Una vez más quedé atrapado por el tráfico de la Ciudad de México precisamente en esa

esquina chocarrera que a un extremo tiene la efigie de Luis Donaldo Colosio y al otro, un

malogrado y grosero santuario erigido sin derecho ni consideración a las víctimas de

violencia en los años recientes.

 

Agravada la esquina de marras con propaganda de quienes muy sonrientes solicitan un voto

para hacer lo que mejor hacen e impedir que lo hagan los demás competidores en su

detrimento. De todos los colores, descalificando al adversario que, para mayores señas,

hace muy poco tiempo seguramente era ensalzado como parte del otro grupo al que hoy ya

no pertenece pero quizá pertenecerá para la siguiente elección.

 

Allí atrapado y sin salida, en esa comunidad sui generis que nos ubica con esos atascos

automovilísticos, en ciertos momentos del día, muy juntos con otros conciudadanos cuya

humanidad está tan solo a dos palmos de terreno entre un espejo retrovisor y otro, pero

atrincherados con nuestras corazas de acero que nos aíslan de los demás para siempre.

 

Allí estaba, decía, y con la radio, los periódicos y las redes sociales a toda leche reportando

desde Altamira.
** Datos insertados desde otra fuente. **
PR #1685, opened 2018-06-13
"hidden" config page to customize css

daneryl:
Fixes issue #1680 
to check the page go to /settings/customisation write some css update and reload.
did not include it in the menu to maintain this hidden from users, should we add it ?

PR checklist:
- [x] End-to-end test
- [ ] Update READ.me ?

QA checklist:
- [ ] Test for side effects
- [ ] UI responsiveness
- [ ] Cross browser testing
- [ ] Code review


danicatalan:
We can keep it hidden @daneryl until we saw its something useful for users.

txau:
@danicatalan @daneryl I think we should make it available to users right away. Give them freedom of action =)

danicatalan:
@txau @daneryl If we want to spend some time to properly adding this for all users, I think instead of using the /customization route this can go under /collection, Advanced settings with a smaller textarea (same as mailer configuration).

La balcanización, la colombianización, la iranización… ¡Pero que

arrogantes somos! La mexicanización, digamos la verdad con sus letras, rediviva y en

glorioso tecnicolor, recordándonos que en eso nos hemos convertido desde hace lustros y

lustros, desde que los grupos que se disputan el control de nuestro país decidieron salir a las

calles a ajustar sus cuentas, a pasar físicamente sobre los terrícolas de por acá, a reclutar a

niños para hacer el trabajo sucio -asqueroso- que su perversidad es capaz de desarrollar.

 

Allí estaba ante dos símbolos ignominiosos que cronológicamente marcan dos o hasta tres

generaciones de mexicanos que nos hemos ya hecho a la idea de vivir en presencia de la

sangre, el asesinato cobarde, el arrebato hostil y bélico; la metralla en el costado de mamá y

las venganzas callejeras de las pandillas auspician esta fábrica macabra de viudas,

huérfanos y padres en pena deambulando para encontrar los restos mortales de sus

vástagos.

 

Mexicanización. Y aunque no les guste a los más exquisitos defensores de una ficticia

buena reputación nacional de paz que hace muchos años desapareció, aunque lo utilicen de

discurso soberano quienes degradan impune y soberanamente nuestra esencia más pura en

discursos banqueteros, aunque encabrite a los senadores, diputados y candidatos diversos

que muestran su rechazo al concepto a bordo de vehículos blindados y sin una tumba vacía

que llorar. Aun así.

 

El hombre es un animal de costumbres, repetía el gran Jorge Zamora a manera de resumen

recurrente para explicar la capacidad de los seres humanos para adaptarnos al entorno. La

costumbre se nos está haciendo tener luto permanente por aquí: las muertas de Juárez,

Acteal, Aguas Blancas, Ayotzinapa, Apatzingán, Veracruz, Torreón, Altamira y todo

Tamaulipas… Víctimas en forma de cardenales, maestros, diputados, alcaldes, transeúntes,

candidatos presidenciales, amas de casa, estudiantes, legisladores… Yo no me quiero

acostumbrar así. ¿y tú?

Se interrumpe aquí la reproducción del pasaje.